The Menier Chocolate Factory’s revival of the Broadway musical based on Alice Walker’s Pulitzer Prize-winning novel proves another hit for the Southwark powerhouse

Nicola Hughes (centre) in The Color Purple
Nicola Hughes (centre) in The Color Purple
© Francis Loney

This is the kind of musical theatre the Menier does best: a fresh, stripped back look at a past Broadway hit with a smart, tight band and a hand-picked cast bursting at the seams.

John Doyle’s revival of the 2005 musical based on Alice Walker’s novel and the Steven Spielberg movie that starred Whoopi Goldberg as the abused heroine in the Deep South is so fierce and contagiously powerful, it leaves you gasping for air and whooping for joy; well, it certainly had that effect on the first night crowd.

It’s become almost a cliché to say that musicals can be about the darker side of life and still do the “uplift” job: this is a story of abuse, separation, cruelty and oppression, but with a happy ending. When one of the characters declares, defiantly, “I’m going to Memphis; and I’m gonna sing!” it’s as though Ruby Keeler goes on as the understudy in 42nd Street and comes back a star.

The star here, though, is Cynthia Erivo, a comparative newcomer, who plays Celie, passing from teenage motherhood to middle-aged resolution, with a crouching, watchful intensity and a singing voice that can only be the result of leather lungs soaked in honey.

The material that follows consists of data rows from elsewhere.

PR #1908, opened 2026-09-13
fix(tools): stop apply_patch joining a line onto an unterminated last line

### LINKED ISSUE #1907: [Bug]: apply_patch merges two lines into one when the file has no trailing newline
### Summary

`apply_patch` silently joins two lines into one when the target file's last line
has no terminator. The unterminated line is copied verbatim as hunk context, so
a line appended after it lands directly against it.

### Reproduction

```python
import tempfile
from pathlib import Path
from agentos.tools.builtin.patch import _apply_ops, _parse_patch

root = Path(tempfile.mkdtemp())
target = root / "example.txt"
target.write_bytes(b"hello\nworld")          # no trailing newline

*** Update File: example.txt
@@@ -2,1 +2,2 @@@
 world
+tail
*** End Patch"""

_apply_ops(_parse_patch(patch_text), root)
print(target.read_bytes())
```

```
b'hello\nworldtail\n'
```

Expected: `b'hello\nworld\ntail\n'`.

The patch reports success — `(0, 1, 0)` — so nothing signals that a line was
destroyed.

It does not need a hand-crafted file. `*** Add File` writes its lines joined
rather than terminated, which `test_add_file_emits_lf_on_every_platform` already
asserts:

```python
assert (tmp_path / "created.txt").read_bytes() == b"alpha\nbeta"
```

So every file `apply_patch` creates lacks a final newline, and the next
`apply_patch` that appends to that file corrupts it:

```python
# 1. create
"""*** Begin Patch
*** Add File: notes.txt
+alpha
+beta
*** End Patch"""
# -> b'alpha\nbeta'

# 2. append
"""*** Begin Patch
*** Update File: notes.txt
@@@ -2,1 +2,2 @@@
 beta
+gamma
*** End Patch"""
# -> b'alpha\nbetagamma\n'   (expected b'alpha\nbeta\ngamma\n')
```

Create-then-extend is an ordinary agent editing sequence, and plenty of
hand-written source files also ship without a trailing newline. The damage is a
merged line in a source file that the patch claimed to apply cleanly.

### Cause

`_apply_hunk` emits context lines with `new_lines.append(result[src_pos])` —
verbatim, which is what preserves per-line endings after #1124. Added lines are
terminated (`content.rstrip("\r\n") + newline`), but nothing gives a terminator
to a *context* line that has just stopped being the file's last line.

This predates #1124; the old code appended `content + "\n"` and had the same
gap.

### Fix

Only the final line may be unterminated. After the hunks are applied, terminate
any line that is no longer last, using the file's own ending so CRLF stays CRLF.
A line that is still last is left alone — the patch format carries no
`\ No newline at end of file` marker, so preserving the file's existing
property is the only unambiguous behaviour.

permadiekapermana:
### Summary

A hunk that appends after a file's unterminated last line joined the two lines
into one. `hello\nworld` plus a `+tail` came back as `hello\nworldtail\n`, and
`apply_patch` reported success.

### Why it matters

The whole round trip is reachable through the tool alone. `*** Add File` writes
its lines joined rather than terminated — `test_add_file_emits_lf_on_every_platform`
already asserts `b"alpha\nbeta"` — so every file `apply_patch` creates lacks a
final newline, and the next `apply_patch` that appends to it corrupts it:

```
*** Add File: notes.txt        -> b'alpha\nbeta'
*** Update File: notes.txt     -> b'alpha\nbetagamma\n'
   +gamma                         (expected b'alpha\nbeta\ngamma\n')
```

Create-then-extend is an ordinary agent editing sequence, and many hand-written
source files also ship without a trailing newline.

### Cause

`_apply_hunk` emits context lines verbatim (`new_lines.append(result[src_pos])`),
which is what preserves per-line endings after #1124. Added lines are terminated;
nothing terminates a *context* line that has just stopped being the file's last.
This predates #1124 — the old code appended `content + "\n"` and had the same gap.

### Changes

- `src/agentos/tools/builtin/patch.py`: `_updated_text` terminates any line that
  is no longer last, using the file's own ending, so CRLF stays CRLF.
- `tests/test_tools/test_apply_patch_line_endings.py`: four tests — LF append,
  CRLF append, the add-then-append round trip through the tool, and a guard that
  an edit *above* an unterminated tail does not gratuitously add a newline.

A line that is still last is deliberately left alone. The patch format carries
no `\ No newline at end of file` marker, so preserving the file's existing
property is the only unambiguous behaviour; the fourth test pins that.

Three of the four new tests fail against the previous implementation.

### Verification

```
uv run pytest tests/test_tools -q                # 1268 passed, 13 skipped
```

Fixes #1907


andreapn:
Thanks for the report and the fix. #1907 is resolved by #2035, which has been merged; closing this one.

The reason #2035 was picked: `splitlines(keepends=True)` also splits on `\f`, `\v`, `\x1c`–`\x1e`, `\x85`, ` `, ` `. Checking only for `\n`/`\r` treats a form-feed-terminated line as unterminated, so a patch touching any other line of a file with `^L` page breaks gains a spurious newline after each one (`b'a\nb\x0cc\n'` → `b'A\nb\x0c\nc\n'` on this branch).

She gets through her nightmare marriage to Christopher Colquhoun’s impossible farmer thanks to letters from her sister (Abiona Omonua is another revelation as the selfless Nettie) – which are kept from her at first – and her deepening friendship with a sexy lounge singer, Shug Avery, whom Nicola Hughes plays up a storm and then some.

Cynthia Erivo as Celie
Cynthia Erivo as Celie
© Francis Loney

Poor Celie: she’s told that she’s poor, she’s black, she’s ugly and (top disadvantage) she’s a woman. But, by God, like the old diva in Follies, she’s still here! As the piece is in part an historical document, its force as a rallying cry to the sisterhood is undiminished, and the songs take their boundless energy from that fact.

The programme, unfortunately, doesn’t list the two dozen musical items, but the music and lyrics of a formidable pop song trio of Brenda Russell (her dad was in the Inskspots), Allee Willis (who’s written for Earth, Wind and Fire, and Dusty Springfield) and Stephen Bray (a key Madonna collaborator) cover the full range of jazz, gospel, blues and ragtime, and are expertly stitched into Marsha Norman’s book.

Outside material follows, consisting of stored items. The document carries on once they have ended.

PR #1910, opened 2026-09-13
fix(tools): preserve line endings through edit_file and write_file

### LINKED ISSUE #1124: [Bug]: apply_patch tool fails with "Context mismatch" on files with CRLF (\r\n) line endings

### LINKED ISSUE #1909: [Bug]: edit_file and write_file rewrite every line ending to os.linesep
### Summary

`edit_file` rewrites every line ending in the file it edits. A one-line edit
comes back as a whole-file diff: every untouched CRLF line converted to LF on
Linux, every LF line converted to CRLF on Windows. `write_file` has the write
half of the same defect.

This is the defect #1124 reported against `apply_patch`, at the two file tools
that fix (fb69f6a1) did not cover.

### Reproduction

```python
import asyncio, tempfile
from contextlib import contextmanager
from pathlib import Path

edit_file = fs.edit_file.__wrapped__.__wrapped__

@contextmanager
def ctx(ws):
    t = current_tool_context.set(ToolContext(
        caller_kind=CallerKind.CLI, channel_kind="cli",
        channel_id="cli:test", workspace_dir=str(ws)))
    try: yield
    finally: current_tool_context.reset(t)

async def main():
    ws = Path(tempfile.mkdtemp())
    target = ws / "sample.py"
    target.write_bytes(b"a = 1\nb = 2\nc = 3\n")
    with ctx(ws):
        await edit_file(str(target), "b = 2", "b = 22")
    print(target.read_bytes())

asyncio.run(main())
```

Observed on `main` (8db605f3), Windows:

```
b'a = 1\r\nb = 22\r\nc = 3\r\n'
```

Expected: `b'a = 1\nb = 22\nc = 3\n'`. Two lines the edit never named were
rewritten.

On Linux the mirror image holds: a CRLF file comes back fully converted to LF.

`write_file` shows the write half on its own — `write_file(path, "one\ntwo\n")`
produces `b'one\r\ntwo\r\n'` on Windows.

### Cause

```python
original = await loop.run_in_executor(None, p.read_text, "utf-8")   # folds \r\n -> \n
...
p.write_text(updated, encoding="utf-8")                             # re-emits os.linesep
```

`Path.read_text` applies universal-newline translation, so the endings are gone
before the matcher runs; `Path.write_text` then stamps `os.linesep` onto every
line on the way out. The translation is invisible to any test that compares
`read_text()` output, which is why the existing `edit_file` suites do not catch
it — the same reason #1124's tests all assert on bytes.

### Impact

`edit_file` is a core editing tool. On a CRLF repository every agent edit
produces a diff touching every line of the file, which buries the real change in
review, and on Windows the mirror case does the same to an LF repository. The
tool reports a clean single-line edit either way.

### Fix

Open both ends with `newline=""`, as `_apply_update` and `_apply_add` already do.

`edit_file` needs one extra step that `apply_patch` did not: the matcher must
keep seeing LF-normalised text, because `old_text` from a model is LF-separated
and matching against raw CRLF would miss every multi-line edit. So normalise for
matching and restore the file's own ending on the way out — majority convention,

The seven-piece band under Tom Deering’s musical direction sit comfortably at the side of a wide, tilting open stage of scrubbed boards with a bunch of simple chairs hanging on pegs that are pressed into dramatic service in church and domestic interiors. The Menier seems to have expanded into a new spaciousness, right up to its walls.

And here’s another cliché: there’s not a weak link in the cast, and there really isn’t. There are eye-catching, ear-bending contributions from Neil Reidman as the dastardly Pa, and Sophia Nomvete and Lakesha Cammock as rivalrous partners to Adebayo Bolaji’s hilarious Harpo.

But the stage in general is like a forest fire, not least when Celie discovers her vocation as a trouser-maker and they all don coloured trews. You could say the show was now pants, but in a good way; they’re all flying by the seat of them.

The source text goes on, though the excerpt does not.